In 1996, he joined Stellenbosch University as a lecturer in the Faculty of Agriculture and became Dean of the Faculty of AgriSciences in October 2008, and was reappointed in November 2013 for a second term.

From May 2014 until May 2015, Prof Karaan served as Acting Vice-Rector at the University. He is former chair of the NAMC and a Commissioner of the NPC. He serves on various boards.

Dr Marc Wegerif has worked on development and human rights issues in a range of organisations for about 30 years, with a focus on food systems, economic justice, and agrarian reform over the last 20 years.

Before taking up his current position as a Development Studies Lecturer, Marc was a post-doctoral research fellow at the Human Economy Programme, University of Pretoria, doing research on food systems and land rights.

Prior to joining academia, Marc was the Land Rights Policy Lead with Oxfam International responsible for global advocacy and coordination of the organisation’s land related policy and advocacy work.

Other recent positions held include consulting to national and international development agencies and holding the position of Food and Land Rights Advisor with Oxfam.

This involved developing Oxfam policies on food and land issues, international campaigning (on trade, climate change, land and food policy), managing several multi-country projects and providing internal advice.

Previous work includes extensive work with at range of South African non-government organisations, including starting and running several development organisations.
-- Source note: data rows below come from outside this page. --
PR #1047, opened 2025-05-07
fix: Fix decode and field population in cast run

Jrigada:
# What :computer: 
Some transactions in the chain were not supported by the current way we decode the different fields so we had to add logic to support it correctly in the case the first building of the TransactionRequest fails. 

# Why :hand:
* Cast run was not working for most of the transactions present in the network

# Evidence :camera:
New test re-running a transaction from sepolia and every other tx previous in the block. 

# Documentation :books:


crates/evm/core/src/utils.rs
```diff
@@ -109,43 +109,89 @@ pub fn configure_tx_env(env: &mut revm::primitives::Env, tx: &Transaction<AnyTxE
...
-        if let Some(eip712_meta) = eip712_tx.eip712_meta {
-            metadata = foundry_zksync_core::ZkTransactionMetadata {
-                factory_deps: eip712_meta.factory_deps,
-                paymaster_data: eip712_meta.paymaster_params,
-            };
+
+        // Note(ZK): Sometimes the input retrieved does not contain the encoded transaction. This
+        // happens mainly in sepolia and mainnet but not in anvil-zksync. That is why we
+        // need to check if the input is a valid transaction request and if not, we use the fields
+        // from the tx.
```
nbaztec, line 155: This is a bit misleading, the actual reason is that `anvil-zksync` is potentially indexing transactions via `tx_hash` as raw transactions, where it should be mimicking what happens on-chain. 

As the initial feature was develope with `anvil-zksync` - this was assumed to be the default behavior. We might wanna look into anvil-zksync if this behavior needs to be fixed \cc @dutterbutter

crates/evm/core/src/utils.rs
```diff
@@ -109,43 +109,89 @@ pub fn configure_tx_env(env: &mut revm::primitives::Env, tx: &Transaction<AnyTxE
...
+                env.tx.transact_to = TxKind::Call(field_to_val::<Address>(fields_map_ref, "to"));
+                env.tx.caller = outer_tx.inner.signer();
+                env.tx.gas_limit = field_to_val::<U256>(fields_map_ref, "gas").to::<u64>();
+                env.tx.nonce = Some(field_to_val::<U256>(fields_map_ref, "nonce").to::<u64>());
+                env.tx.value = field_to_val::<U256>(fields_map_ref, "value");
+                env.tx.data = field_to_bytes(fields_map_ref, "input");
+                env.tx.chain_id = Some(field_to_val::<U256>(fields_map_ref, "chainId").to::<u64>());
+                env.tx.gas_price = field_to_val::<U256>(fields_map_ref, "gasPrice");
+                env.tx.gas_priority_fee =
+                    Some(field_to_val::<U256>(fields_map_ref, "maxPriorityFeePerGas"));
```
nbaztec, line 191: Missing `eip712_meta`

nbaztec (dismissed):

crates/evm/core/src/utils.rs
```diff
@@ -113,37 +110,83 @@ pub fn configure_tx_env(env: &mut revm::primitives::Env, tx: &Transaction<AnyTxE
...
+    env.tx.gas_limit = U256::from_str_radix(
+        common_data["fee"]["gas_limit"].as_str().unwrap().trim_start_matches("0x"),
+        16,
+    )
+    .unwrap()
+    .try_into()
+    .unwrap();
+    env.tx.nonce = Some(common_data["nonce"].as_u64().unwrap());
+    env.tx.value =
+        U256::from_str_radix(execute["value"].as_str().unwrap().trim_start_matches("0x"), 16)
```
nbaztec, line 134: `from_str` should also work here

crates/evm/core/src/utils.rs
```diff
@@ -113,37 +110,83 @@ pub fn configure_tx_env(env: &mut revm::primitives::Env, tx: &Transaction<AnyTxE
...
+            .unwrap();
+    env.tx.data = alloy_primitives::hex::decode(
```
nbaztec, line 136: `decode` can handle prefixes.

crates/evm/core/src/utils.rs
```diff
@@ -113,37 +110,83 @@ pub fn configure_tx_env(env: &mut revm::primitives::Env, tx: &Transaction<AnyTxE
...
+        execute["calldata"].as_str().unwrap().trim_start_matches("0x"),
+    )
+    .unwrap()
+    .into();
+    env.tx.gas_price = U256::from_str_radix(
```
nbaztec, line 141: Same

crates/evm/core/src/utils.rs
```diff
@@ -113,37 +110,83 @@ pub fn configure_tx_env(env: &mut revm::primitives::Env, tx: &Transaction<AnyTxE
...
+            }),
+        };
+    } else {
+        metadata = foundry_zksync_core::ZkTransactionMetadata {
+            factory_deps: execute["factoryDeps"]
+                .as_array()
+                .unwrap()
+                .iter()
+                .map(|dep| {
+                    dep.as_array().unwrap().iter().map(|b| b.as_u64().unwrap() as u8).collect()
```
nbaztec, line 185: Might be worth reducing or removing `unwrap`s for `expect`s in case this functionality breaks again. Also does this work for both anvil-zksync and sepolia now?. Might wanna include a `unit test` with raw transactions.

crates/cast/src/cmd/run.rs
```diff
@@ -155,6 +155,19 @@ impl RunArgs {
         // fetch the block the transaction was mined in
         let block = provider.get_block(tx_block_number.into()).full().await?;
 
+        // Only fetch raw block data if zk_force is enabled
+        let mut raw_block = None;
+        if self.zk_force {
+            raw_block = Some(
+                provider
+                    .raw_request::<_, serde_json::Value>(
```
nbaztec, line 163: I believe if you pass `Vec<zksync_types::Transaction>` instead of serde_json it will automatically try to decode it

crates/evm/core/src/utils.rs
```diff
@@ -113,40 +111,42 @@ pub fn configure_tx_env(env: &mut revm::primitives::Env, tx: &Transaction<AnyTxE
...
+    env.tx.nonce = Some(nonce);
+
+    env.tx.value =
+        U256::from_str(outer_tx.execute.value.to_string().as_str()).expect("invalid value format");
+
+    let calldata = outer_tx.execute.calldata.clone();
+    let max_fee = outer_tx.max_fee_per_gas();
+
+    env.tx.data = calldata.into();
+    env.tx.gas_price = U256::from(max_fee.0[0]);
```
nbaztec, line 137: Why the subscript?

Jrigada: I confused the type

nbaztec (approved):

PR #1055, opened 2025-05-21
feat: dynamic ZKsync/LLVM solc revision selection

hedgar2017:
# What :computer: 

Removes the hardcoded [solc revision 1.0.1](https://github.com/matter-labs/era-solidity/releases) and selects it depending on the zksolc version.

# Why :hand:

ZKsync/LLVM solc revision 1.0.2 with important bug fixes will be released soon. It must be handled properly DevEx-wise and make contract verification predictable.

[CBOR-encoded metadata](https://matter-labs.github.io/era-compiler-solidity/latest/02-command-line-interface.html#--metadata-hash) with compiler versions has been introduced in zksolc v1.5.13. Now all bytecode produced by v1.5.13 and newer will include all compiler versions used for compilation (solc_version, solc_revision, zksolc_version) unless [explicitly disabled](https://matter-labs.github.io/era-compiler-solidity/latest/02-command-line-interface.html#--no-cbor-metadata) with `--no-cbor-metadata`.
Thus, if zksolc version is set to v1.5.12 or older, Foundry will keep using 1.0.1 as before, whereas for v1.5.13 and newer solc revision 1.0.2 will be used.

On the verifier side, CBOR-encoded metadata will be the first object to look for the solc version and revision, leading to more or less automatic experience.

# Note 🗒️ 

Older Foundry versions that will keep using solc revision 1.0.1 with zksolc v1.5.13 and newer regardless of this update, but CBOR-encoded metadata *will have this information*.

# Warning ⚠️ 

The only issue remains when all of the below is true:
1. The plugin version is old
2. zksolc version <= 1.5.12
3. solc revision == 1.0.2

But in this case there is nothing we can do.

### DIFF
--- a/crates/config/src/zksync.rs
+++ b/crates/config/src/zksync.rs
@@ -15,6 +15,7 @@ use foundry_zksync_compilers::{
                 ZkSolcSettings,
             },
             ErrorType, WarningType, ZkSettings, ZkSolc, ZkSolcCompiler,
+            ZKSOLC_FIRST_VERSION_SUPPORTS_CBOR, ZKSYNC_SOLC_REVISIONS,
         },
     },
 };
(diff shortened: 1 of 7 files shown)


Jrigada (commented):
Looks good. Thank you 💯

Jrigada (approved):

PR #1084, opened 2025-07-08
feat: Upstream ab753e9ca-merge

popzxc:


dutterbutter (approved):
@popzxc LGTM. Re: failing CI tests:

- The integration tests failing are due to rpc service for scroll being unavailable. Foundry upstream has marked this to be ignored. I suggest we do the same: https://github.com/foundry-rs/foundry/blob/aa3cc0fe9eba0d4ee5ddb08a2011efe8a42ca01c/crates/forge/tests/cli/test_cmd.rs#L2847C4-L2847C42

- The failing `zk-tests-check` will pass subsequently once the comparison commit is on `main` is updated as we have removed the tests its complaining about:

```
-    zk::ext_integration::test_zk_zkemail_email_tx_builder
-    zk::ext_integration::test_zk_zkemail_jwt_tx_builder
```

Thanks for handling this 🙏

itegulov (approved):

PR #1167, opened 2025-09-19
feat: enable evm interpreter

nbaztec:
# What :computer: 
* Support running forge tests in ZKsync's EVM interpreter mode.
* Support complimentary `--zk-evm-interpreter` flag for `forge test`. Default: `false`. This flag must be used with `--zksync`.

```bash
forge test --zksync --zk-evm-interpreter=true
```

# Why :hand:
* `--zksync` flag always invokes eraVM
* Explicit flag allows users to selectively use either of: `revm`, `eraVM`, `eraVM's EVM interpreter`

# Evidence :camera:
Tested locally

# Documentation :books:

# Notes :memo:
* This feature is pending tests and documentation.
* Currently we're still compiling for both `solc` and `zksolc` artifacts as the current architecture makes strong assumptions on the consistency of `DualCompiledContracts`.
* When using `--zk-evm-interpreter` the transactions are sent verbatim as EIP-1559 transactions without `factory_deps` or `paymaster_params`. Additionally `CREATE` calls have no target address (in contrast to `CONTRACT_DEPLOYER` for eraVM deployments)
* Associated logs:
```
INFO foundry_cli::utils: using zksync strategy (EVM-interpreter)
...
INFO foundry_zksync_core::vm::inspect: executing transaction in zk vm call_ctx=CallContext { 
tx_caller: 0x1804c..1f38, msg_sender: 0x7fa9385..96, contract: 0x0000..008006, input: None, delegate_as: None, block_number: 1, block_timestamp: 1, block_basefee: 0, is_create: true, is_static: false, block_hashes: {0: 0x0448..6d},
record_storage_accesses: false, evm_interpreter: true }
```

Sample Test

```sol
contract Counter {
    uint256 number;

    constructor() {
        number = 0x01;
    }

    function get() public view returns (uint256) {
        return number;
    }

    function inc() public {
        number += 1;
    }
}

contract CreateTest is Test {
    function testCreate() external {
        Counter counter = new Counter();
        console.log(address(counter));
    }
}
```

```bash
ZK_DEBUG_TRACE_VERBOSITY=3 ZK_DEBUG_RESOLVE_HASHES=true RUST_LOG=info forge test --mt testCreate -vvvvv --zksync --zk-evm-interpreter=true
```


crates/cli/src/utils/mod.rs
```diff
@@ -115,8 +115,13 @@ pub fn get_provider(config: &Config) -> Result<RetryProvider> {
 
 pub fn get_executor_strategy(config: &Config) -> ExecutorStrategy {
     if config.zksync.should_compile() {
-        info!("using zksync strategy");
-        ExecutorStrategy::new_zksync()
+        if config.zksync.evm_interpreter {
+            info!("using zksync strategy (EVM-interpreter)");
+        } else {
+            info!("using zksync strategy");
+        }
```
dutterbutter, line 122: Do we need to log this out? User has intentionally included the flag `--evm-interpreter` the intention is already known/understood?

dutterbutter (commented):
Would it make sense to add some validation around the command flags?

For example, should we prevent users from passing `--zk-evm-interpreter` and `--zksync` together, since these flags seemingly now represent distinct pipelines and likely shouldn’t be used at the same time?

Jrigada (approved):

Marc obtained his PhD in Rural Sociology from Wageningen University. The focus of the research was on the food system that feeds the large and fast-growing city of Dar es Salaam. His Master’s Degree (obtained cum laude) is in Land and Agrarian Studies from the University of the Western Cape.

André Cloete grew up on a farm near Grabouw and has been dreaming of becoming a farmer since he was six years old. After school he did an agricultural diploma at Kromme Rhee and from there studied irrigation design at the Cape Technikon.

He started working as a surveyor and assistant designer at Elgin Cooperative in Grabouw in 1988, where he stayed for almost seven years before getting appointed as an assistant farm manager at an apple, pear, and plum farm in Elgin.

After 14 years at the farm, he decided to do his own thing and identified five farms, two in Grabouw and three in the Caledon area where he wanted to farm. In December 2008, he got the opportunity to farm on the PLAS farm, Klein Ezelsjacht, where he is still farming today.

Cloete has more than doubled the farm’s production capacity since he started farming there and has won numerous agricultural accolades and awards since then, acknowledging him as a leader in his field.